MOSCOU: Le dimanche, Kirill Bourobine commence à enseigner le chinois à l'aube et ne s'arrête qu'à minuit: en plein rapprochement de la Russie avec Pékin sur fond de conflit en Ukraine, le nombre de ses élèves a triplé en un an.
"Dimanche est le jour le plus chargé: j'enchaîne seize heures de cours sans pause ou presque", raconte ce jeune enseignant qui fait désormais fortune avec ses leçons privées en ligne.
L'explosion de la demande pour les cours de chinois illustre le tournant, durable, pris par la Russie vers l'Asie, alors que Moscou est désormais isolé en Occident à cause de son offensive contre l'Ukraine.
La visite en Russie du président chinois Xi Jinping, de lundi à mercredi, vise à approfondir ce partenariat plus que jamais vital pour Moscou, sur le plan diplomatique, et surtout économique.
Face aux sanctions occidentales qui la frappent, la Russie est en effet de plus en plus dépendante de la Chine pour écouler ses hydrocarbures et s'approvisionner en produits divers.
Conséquence: en un an, le nombre de postes nécessitant la maîtrise du chinois a presque triplé en Russie dans les secteurs énergétique et industriel, indique à l'AFP Natalia Danina, experte en ressources humaines à HeadHunter, principale plateforme d'offres d'emplois.

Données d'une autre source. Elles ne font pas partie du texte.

PR #1721, opened 2024-09-29
fix: handle NodeClaim termination in the lifecycle controller

jmdeal:
Fixes #N/A 

**Description**
Collapses the NodeClaim termination and lifecycle controllers. This eliminates a race where the termination controller may finalize a NodeClaim while the lifecycle controller is launching an instance, resulting in an instance leak. The garbage collection controller ensures that this leaked instance is cleaned up, but this prevents the leak from occurring in the first place.

`make presubmit` and E2Es in karpenter-provider-aws (TODO)


pkg/controllers/nodeclaim/lifecycle/controller.go
```diff
@@ -74,11 +86,35 @@ func NewController(clk clock.Clock, kubeClient client.Client, cloudProvider clou
 	}
 }
 
+func (c *Controller) Register(_ context.Context, m manager.Manager) error {
```
jonathan-innis, line 89: How much of this Register function changed from the current Register function? What was added from the termination controller that wasn't in the lifecycle controller already?

jmdeal: The only change was the removal of the event filter for NodeClaims. Previously, we were only watching `Create` events. Since we already had the watch on Nodes, we only need this change to capture the events for both controllers.

jonathan-innis: Hmmm, I wonder why the diff was so large then. Makes sense if we are just adding watches on `Update`

jmdeal: Oh, probably just because I moved it above the Reconcile function so it didn't split up reconcile and finalize.

jonathan-innis (approved):
/lgtm
/approve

Sur la même période, le nombre d'emplois pour les sinophones a doublé dans les ventes-achats et la logistique de transports, selon l'experte, qui l'explique par "un passage accéléré de Moscou vers les moyens de production chinois".
«Que le début»
Pour Kirill Bourobine, parfait sinophone de 20 ans qui étudie par ailleurs les civilisations orientales dans une prestigieuse université moscovite, ce phénomène sera durable.
"Les Russes se mettent au chinois parce que Pékin devient notre principal partenaire pour les décennies à venir", explique-t-il, content d'ouvrir "un tout autre monde" à ses élèves qui s'attaquent à cette langue. "Et ce n'est que le début !", lance-t-il.
En août, le site de petites annonces Avito avait rapporté une augmentation de 138% des requêtes à Moscou pour des cours de chinois en un an. Et de 350% à Vladivostok, en Extrême-Orient.
Le chinois commence même à rattraper l'anglais, assure Alina Khamlova, 26 ans, qui enseigne les deux langues et dit n'avoir cette année que trois élèves d'anglais contre 12 nouveaux sinophones en herbe.
Parmi ces derniers se trouve Maria, une designer de 22 ans qui rêve d'aller en Chine pour y fabriquer ses habits, car c'est "moins cher qu'en Russie".
Ou encore Ivan, entraîneur dans un club de gym moscovite de 25 ans, qui veut travailler en Chine où, pense-t-il, les Européens "sont très bien payés".
Autre facteur, selon Mme Khamlova : de nombreux jeunes "espèrent entrer dans une université chinoise, alors que les établissements européens leur sont devenus inaccessibles".
Si l'anglais garde toujours une position dominante, le nombre de lycéens ayant choisi le chinois comme langue étrangère à l'examen du baccalauréat a doublé en un an pour s'établir à 17.000, selon Rosobrnadzor, un service fédéral de supervision dans le secteur de l'enseignement.
Bilingues recherchés
L'isolement croissant de la Russie en Occident a déjà poussé nombre d'écoles de langues à réviser leurs programmes en invitant des lecteurs sinophones.
Fondé en 2017, le centre linguistique ChineseFirst a enregistré cette année deux fois plus d'inscriptions, indiquent à l'AFP ses cofondateurs, les professeurs de chinois Wang Yinyu, 38 ans, et sa femme russe Natalia, une parfaite sinophone de 33 ans.
Dans les entreprises, on s'arrache les candidats parlant chinois, raconte Wang Yinyu dans un très bon russe.
"Nombre de compagnies russes se ruent vers les usines chinoises pour y commander des produits devenus introuvables en Russie à cause des sanctions occidentales", dit-il.
Et les entrepreneurs chinois qui veulent exporter en Russie leurs produits sont, eux aussi, à la recherche de cadres bilingues russe-chinois.
Face à cette demande, le couple Wang s'apprête à ouvrir deux nouveaux centres et une école maternelle à Moscou. De quoi réjouir M. Wang qui salue "les nouvelles relations amicales sans précédent historique" entre Moscou et Pékin.
Il rêve désormais d'"une véritable fusion entre la puissante industrie chinoise et les richissimes ressources énergétiques russes".
"Si on se tient côte à côte, on sera invincibles", conclut le professeur.